◆ Exercise prompt
Search the entries for the word "relay". Copy every line where it turns up.

◆ Saved data entries

PR #10744, opened 2026-07-26
fix(terminal): durable lost-worker archive with atomic retire and mixed-version SSH revive

eisen0419:
## Motivation

When a recognized worker's PTY is lost (daemon crash, SSH relay upgrade, dead remote process) or a user closes a tab, terminal history could be silently dropped or the tab left in a broken state: the all-leaf capture invariant (`terminal-archive-store.ts`) fails closed for multi-pane tabs whose sibling leaves have no snapshot source, SSH archives never retired their tab, and several exit/receipt races could close a replacement PTY or lose the archived-exit receipt.

## What this PR does

- **Durable archive store for tab close and lost workers**: every user tab close and lost-worker path routes through a single durable archive transition; archive metadata, tab retirement, and SSH `termination-pending` leases commit in **one atomic flush** with rollback on failure.
- **Typed revive protocol + v2 persistence envelope**: staged pre-teardown serialization gives every entry a `replayTail` bound to its `sourceIncarnationId`; the archive snapshot source resolves sibling leaves by paneKey with same-generation validation. Whole-envelope validation rejects malformed v2 payloads (fail-closed, no per-entry salvage).
- **Fail-closed cold probe** (`probeColdRestore` discriminated union): log read/decode/generation/replay failures are reported as completeness-lost instead of being disguised as untruncated snapshots; `captured-empty` requires provably empty (`data.length===0 && truncated===false`), unified across all four capture entry points via a shared constructor.
- **Exit/receipt correctness under PTY id reuse**: archived-exit receipts are bound to their incarnation (a replacement cannot consume an older generation's receipt; a rejected old-generation exit no longer suppresses the synthetic archived exit), reconnect-attempt abort is fenced up to (and re-checked at) archive commit, and shutdown cleanup/synthetic exits only act on the incarnation the shutdown captured — a plain kill can no longer close a replacement spawned during the await window.
- **Renderer-first completion**: the renderer's first/only exit for an archived PTY carries the archive receipt (pre-registered before shutdown to survive synchronous provider exits).

## Validation scope

Mixed-version SSH archive success is guaranteed only when **both ends support the v2 staged serializer**. A legacy (pre-v2) envelope is expected to fail closed with distinct diagnostics (`staged-state-legacy` / `staged-state-missing`) — no second-hand data is fabricated.

## Testing

- Unit/integration: capture fence (per-leaf + pre-commit), Store-level flush failure injection asserting three-way rollback, receipt incarnation binding (both race directions), plain kill/stop id-reuse (three caller paths), envelope validation, cold-probe failure taxonomy.
- E2E (Docker SSH relay, mixed-version): 4 scenarios including a true mixed outcome (one recognized worker lost + one ordinary sibling revived) and remote-process termination assertions — 4 passed.
- Full suite: no new failures vs. base (3 pre-existing environment-sensitive failures unrelated to this change).

## ELI5

When a terminal worker dies (crash, SSH upgrade, closed tab), history could vanish or tabs stuck broken. This archives lost workers more safely, retires tabs cleanly, and handles mixed-version SSH revive so you keep history and a consistent UI.

### DIFF
--- a/src/cli/terminal-format.ts
+++ b/src/cli/terminal-format.ts
@@ -169,7 +169,7 @@ export function formatTerminalFocus(result: { focus: RuntimeTerminalFocus }): st
 
 export function formatTerminalClose(result: { close: RuntimeTerminalClose }): string {
   if (result.close.closeMode === 'tab') {
-    return `Closed terminal tab ${result.close.tabId} (${result.close.handle}).`
+    return `Closed terminal tab ${result.close.tabId} (${result.close.handle}).${result.close.archiveId ? ` Archive ${result.close.archiveId}.` : ''}`
   }
   const ptyNote = result.close.ptyKilled ? ' PTY killed.' : ''
   return `Closed terminal ${result.close.handle}.${ptyNote}`
--- a/src/main/daemon/daemon-admission-limits.ts
+++ b/src/main/daemon/daemon-admission-limits.ts
@@ -197,6 +197,10 @@ function createOrAttachPayloadError(payload: unknown): string | null {
         DAEMON_PTY_HISTORY_SEED_MAX_BYTES
       ),
     () =>
+      payload.attachOnly === undefined || typeof payload.attachOnly === 'boolean'
+        ? null
+        : 'createOrAttach payload.attachOnly must be a boolean',
+    () =>
       optionalBoundedStringError(
         payload.shellOverride,
         'createOrAttach payload.shellOverride',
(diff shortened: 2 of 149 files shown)


Jinwoo-H:
Closing this submitted branch and routing the bug to canonical owner issue #17588. We will carry the work ourselves on current main and will not request contributor follow-up. Full contributor credit is preserved for @eisen0419. No action is requested from you. Thank you.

◆ Written response
When a recognized worker's PTY is lost (daemon crash, SSH relay upgrade, dead remote process) or a user closes a tab, terminal history could be silently dropped or the tab left in a broken state: the all-leaf capture invariant (`terminal-archive-store.ts`) fails closed for multi-pane tabs whose sibling leaves have no snapshot source, SSH archives never retired their tab, and several exit/receipt races could close a replacement PTY or lose the archived-exit receipt.
- E2E (Docker SSH relay, mixed-version): 4 scenarios including a true mixed outcome (one recognized worker lost + one ordinary sibling revived) and remote-process termination assertions — 4 passed.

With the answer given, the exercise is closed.